It probably doesn't help that their example only lists a few of the inputs, this is pretty much saying "here's a really bad implementation of a poor technique". They move on to the whitelist:
The white list strategy compares foreign user input to specific input that will be treated as acceptable. For example:
User Input Expected: First Name
Regular Expression: [a-z A-Z-]
The above is a White list of all known good inputs, e.g Only Caps A to Z and small a- z will be allowed. All other input is discarded as evil.
This is fine, unless your name contains a special character (e.g. Sian, Chloe, but I guess most of them are used to writing their names like that). This regular expression is pretty useless if you have a foreign name, and even worse if you're using a completely different alphabet. To make matters worse, this regular expression can't be used for Surname, at least not if your name is something like O'Neill. It's amazing how many websites use JavaScript to stop users from entering the apostrophe into fields, in a misguided attempt to avoid things like SQL injection. Lastly, I'm pretty sure the regular expression should be [a-zA-Z] if you're only allowing 52 characters. If you'd like to allow a few more (English language) characters in your ASP.NET application, such as the apostrophe, try reading this
far more useful article on MSDN -
How To: Use Regular Expressions to Constrain Input in ASP.NET, which even gives examples.

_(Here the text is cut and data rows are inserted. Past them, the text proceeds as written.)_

PR #35, opened 2016-05-27
publish dotnet-deb-tool on ubuntu

brthor:
We can't publish this on windows because it doesn't retain file permissions correctly.
@eerhardt


brthor:
merging to unblock publishing the tool.

PR #43, opened 2016-05-29
Add support for Ubuntu 16.04, Fedora 23 and openSUSE 13.2

ellismg:
While doing the PR, I did a few small things as well:

 - I simplified up how we compute the Dockerfile to use when dockerrun is not passed one.  Doing thing required that I rename the directories of the current files, but I can't rename them atomically because the VSO builds have the paths hard coded.  Once this lands, I'll update VSO and remove the old copies.
 -  I needed to add a temporary copy of `dotnet-install.sh` so I could be able to download the new stage0's.  Once we can upstream the change to dotnet/cli, we can revert 5caaef7

Once this lands, I will add VSO jobs for the new distros.

@brthor @livarcocc @eerhardt


build_projects/shared-build-targets-utils/Utils/Monikers.cs
```diff
@@ -15,9 +16,33 @@ public class Monikers
 
         public static string GetProductMoniker(BuildTargetContext c, string artifactPrefix, string version)
         {
-            string osname = GetOSShortName();
-            var arch = CurrentArchitecture.Current.ToString();
-            return $"{artifactPrefix}-{osname}-{arch}.{version}";
+            string rid = RuntimeEnvironment.GetRuntimeIdentifier();
+
+            if (rid == "ubuntu.16.04-x64" || rid == "fedora.23-x64" || rid == "opensuse.13.2-x64")
```
joshfree: consider moving these literals to static readonly values on a RID class instead of having future modifiers copy/paste these throughout the cs files

build_projects/dotnet-host-build/CompileTargets.cs
```diff
@@ -32,10 +32,13 @@ public class CompileTargets
             { "osx.10.10-x64", "osx.10.10-x64" },
             { "osx.10.11-x64", "osx.10.10-x64" },
             { "ubuntu.14.04-x64", "ubuntu.14.04-x64" },
+            { "ubuntu.16.04-x64", "ubuntu.16.04-x64" },
             { "centos.7-x64", "rhel.7-x64" },
```
joshfree: do we need an entry for ol.7?

scripts/docker/centos.7/Dockerfile
```diff
@@ -0,0 +1,54 @@
...
+# Install CoreCLR and CoreFx dependencies
+RUN yum -q -y install unzip libunwind gettext libcurl-devel openssl-devel zlib libicu-devel
+
+# RUN apt-get update && \
+#     apt-get -qqy install unzip curl libicu-dev libunwind8 gettext libssl-dev libcurl3-gnutls zlib1g liblttng-ust-dev lldb-3.6-dev lldb-3.6 
+
+# Install Build Prereqs
+# CMake 3.3.2 from GhettoForge; LLVM 3.6.2 built from source ourselves;
+RUN yum install -y http://mirror.symnds.com/distributions/gf/el/7/plus/x86_64/cmake-3.3.2-1.gf.el7.x86_64.rpm \
+        https://matell.blob.core.windows.net/rpms/clang-3.6.2-1.el7.centos.x86_64.rpm \
```
joshfree: can you move these to a more official location or else create a tracking issue to do so?

scripts/obtain/dotnet-install.sh
```diff
@@ -0,0 +1,659 @@
...
+
+    local uname=$(uname)
+    if [ "$uname" = "Darwin" ]; then
+        echo "osx"
+        return 0
+    else
+        if [ -e /etc/os-release ]; then
+            . /etc/os-release
+
+            case "$ID.$VERSION_ID" in
```
joshfree: same question here: do we need entries for ol7, mint17, etc

joshfree:
over LGTM besides comments above

scripts/obtain/dotnet-install.sh
ellismg: We should do that in the real installer in cli.  I'll
file a bug over there.

scripts/docker/centos.7/Dockerfile
ellismg: I will create an issue.  I have some ideas on a better way to do this.

build_projects/dotnet-host-build/CompileTargets.cs
ellismg: I do not think it's needed here as we do not do OL specific builds.

joshfree:
@ellismg do you plan to merge this tonight?

ellismg:
@joshfree I figured it was a good practice to have someone else from the CLI actually give it a once over, but I'm happy to merge it now and just deal with the feedback later if you'd prefer.

joshfree:
Let's get these distros enabled tonight and create a tracking issue for any feedback that comes up from CLI (hopefully @livarcocc can help finish up those :smile))

ellismg:
@joshfree SGTM.  I'll merge this and then figure out how to get the VSO jobs set up.

joshfree:
Thanks Matt.

ellismg:
It would appear is if I don't have access to VSO to add the additional jobs so I will need @eerhardt @brthor or @piotrpMSFT to do this for me (or give me access).

I will manually do the builds that I can't add and publish them.

ellismg:
*grumble grumble* this broke some publishing stuff (which is not covered in CI), I am working on fixing stuff up, so there will be a follow up PR.

scripts/docker/ubuntu.14.04/Dockerfile
```diff
@@ -0,0 +1,87 @@
...
+FROM ubuntu:14.04
+
+# Misc Dependencies for build
+RUN apt-get update && apt-get -qqy install curl unzip gettext sudo
+
+# This could become a "microsoft/coreclr" image, since it just installs the dependencies for CoreCLR (and stdlib)
+RUN echo "deb http://llvm.org/apt/trusty/ llvm-toolchain-trusty-3.6 main"  | tee /etc/apt/sources.list.d/llvm.list && \
+    curl http://llvm.org/apt/llvm-snapshot.gpg.key | apt-key add - && \
+    apt-get update && apt-get -qqy install\
+	libc6 \
```
eerhardt: Why is this list so much bigger than the Ubuntu16.04 list?

scripts/docker/centos.7/Dockerfile
```diff
@@ -0,0 +1,54 @@
+#
+# Copyright (c) .NET Foundation and contributors. All rights reserved.
+# Licensed under the MIT license. See LICENSE file in the project root for full license information.
+#
+
+# Dockerfile that creates a container suitable to build dotnet-cli
+FROM centos:7.1.1503
+
+RUN yum -q -y install deltarpm
```
eerhardt: We already supported centos.7, why do we need this docker file now?

pkg/projects/descriptions.json
```diff
@@ -5,6 +5,11 @@
         "CommonTypes": [ ]
     },
     {
+       "Name": "NuGet3MinVersion",
```
eerhardt: Is this ever used?  I don't see it being used anywhere.

scripts/docker/ubuntu.14.04/Dockerfile
brthor: To determine this list @ellismg had an awesome bash one liner that ran `ldd` against the shared libraries distributed by corefx and coreclr to determine hte entire package closure. 

Undoubtedly some of these packages are contained as dependenices of others, but it doesn't seem straightforward to determine which. So I'd say this is similar to the lock file of our package dependencies on ubuntu 14.04.

pkg/projects/descriptions.json
ellismg: The packaging targets from buildtools consume it: https://github.com/dotnet/buildtools/blob/6bc1be1914be31bfa7e11178322cc3f36fe5fb2f/src/Microsoft.DotNet.Build.Tasks.Packaging/src/PackageFiles/Packaging.targets

scripts/docker/centos.7/Dockerfile
ellismg: The commit message for the commit that introduced this made this clear, but GitHub makes it hard to see such a thing.  I wanted to have the directories named after their rid to simplify logic in dockerbuild.sh, but since the VSO jobs were using the old names, I had to copy these around in the interm.

scripts/dockerrun.sh
```diff
@@ -55,18 +55,21 @@ if [ -z "$DOCKERFILE" ]; then
...
-        elif [ "$(cat /etc/*-release | grep -cim1 centos)" -eq 1 ]; then
-            echo "Detected current OS as CentOS, using 'centos' image"
-            export DOCKERFILE=scripts/docker/centos
-        elif [ "$(cat /etc/*-release | grep -cim1 debian)" -eq 1 ]; then
-            echo "Detected current OS as Debian, using 'debian' image"
-            export DOCKERFILE=scripts/docker/debian
         else
-            echo "Unknown Linux Distro. Using 'ubuntu' image"
-            export DOCKERFILE=scripts/docker/ubuntu
+            if [ -e /etc/os-release ]; then
```
ellismg: @eerhardt This is the logic I simplified that required me to duplicate the Dockerfiles.

scripts/docker/ubuntu.14.04/Dockerfile
eerhardt: The question really is:  shouldn't the Ubuntu14 and Ubuntu16 docker files look very, very similar?  In fact, I think these two files should share implementation where it makes sense, instead of being:

1. inconsistent
2. duplicated

scripts/docker/centos.7/Dockerfile
eerhardt: Do we have an issue logged to remove the old versions?

scripts/docker/ubuntu.14.04/Dockerfile
brthor: I disagree that these dockerfiles should share implementation because I don't think we should need to reason about anything outside of the dockerfile itself to determine what the environment the docker image created from the dockerfile looks like. 

Having a shared implementation would require adding in a file to the docker container from our repo, and then executing that file with in as a part of the image build. So far we've managed to avoid needing to do that. This would add additional complexity and room for error between the different environments where the docker container is built since it's no longer self-contained.

What benefit do you see from the shared implementation?

eerhardt: A few benefits:

1. When a new dependency is added, we only need to update it in 1 place.
2. When we go to add Ubuntu17, we won't need to duplicate this list again.
3. When trying to figure out all our dependencies, we won't have to compare these lists across X versions of Ubuntu.

Basically it is the standard [DRY principle] (https://en.wikipedia.org/wiki/Don%27t_repeat_yourself)

brthor: 1. The dependency is not guaranteed to be of the same version across different versions of ubuntu, and eventually we'll need to fork this logic as older versions of ubuntu are not updated. Having that forked logic inside of a shared script instead of in the appropriate dockerfiles creates conditional logic you need to reason about to determine what exact environment the dockerfile creates when things aren't working.

2. For the same reason as above that is not guaranteed. 

3. Why do we need to figure out our dependencies set across multiple versions of ubuntu? Do we do the same comparison between fedora and ubuntu?

PR #48, opened 2016-05-31
Reverting embedding version resource breaks Linux

schellap:
@eerhardt I am undoing while I investigate the issue. What changed is the cmake defines, not sure if that is what broke it.

In any case reverting to debug what is causing the problem and also going to add tests this week.

Cc @joshfree


schellap:
Closing in favor of https://github.com/dotnet/core-setup/pull/49

PR #401, opened 2016-09-30
Fix release/1.0.0 auto-update: remove -Channel to fix dotnet-install CLI url

dagood:
The `-Channel preview` argument was causing dotnet-install to guess the wrong URL to install a working CLI, resulting in a 404.

This is the fix that was implemented to enable auto-update on `release/1.1.0`, and `master` will need this problem fixed too.

@gkhanna79


gkhanna79:
Change looks fine to me.

dagood:
`pack.sh` was using the old nuget endpoint, causing it to be unable to find a package [in CI](http://dotnet-ci.cloudapp.net/job/dotnet_core-setup/job/release_1.0.0/job/release_ubuntu16.04_x64_prtest/9/). I'm updating it to the v3 feed.

PR #427, opened 2016-10-06
Download RTM CLI script in Core-Setup, instead of using local copy

wtgodbe:
CC @gkhanna79 @Sridhar-MS @brthor


wtgodbe:
1.1.0 may not want the RTM CLI version, I'll try this change as we have it in master, if this first attempt fails.

gkhanna79:
I think you want what is in master and pull down the right versions for OpenSuse 42.1 and Ubuntu 16.10.

wtgodbe:
@gkhanna79 what do you mean by "and pull down the right versions for OpenSuse 42.1 and Ubuntu 16.10"? Do we need something additional here to what we have in master? CI is coming through green for this, but I can switch the channel to rel-1.0.0/use the new CLI version, if that's the right thing.

gkhanna79:
CI green is not sufficient. Since this branch has pipeline builds for the new distros, we need to ensure this change does not break bringing down the "custom" CLI @mellinoe brought up for them.

CC @dagood

wtgodbe:
@gkhanna79 just spoke with Eric M, I've changed this PR to be identical to the one I put up in master, so we're using the latest CLI version with support for the new distros.

wtgodbe:
@gkhanna79 per conversation with @mellinoe I'm changing the channel to Sdk, and the version to the same version CoreFx is pinned to (this channel/version has CLIs for OpenSUSE42.1 and Ubuntu16.10, if this CI is green I'll submit the shiproom request & put up a PR in master)

mellinoe:
This looks correct to me based on our conversation.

What's the best approach? There isn't a hard and fast rule, but if you know every possible option, it's not a bad idea to present the user with a drop down list (or series of radio buttons) of those options and pass back a reference (e.g. positive integer value) that's easy to validate (if there are 12 options and someone submits "16" or "-1" or "abc" then reject the input). If you're not expecting HTML to be entered, make sure you HTML encode characters that could be abused (such as < > " '). Be aware of how the input will be returned to the user, if it's always part of the content then you have different things to worry about compared to returning it as a value in a text input field, and be very
very careful if you're returning the information as part of some JavaScript of XML, as they encode things slightly differently.
It's nice to see the ACE Team making an effort and raising awareness, but sometimes you need more than a high level overview. Especially one that doesn't link to articles that cover specific areas in more detail.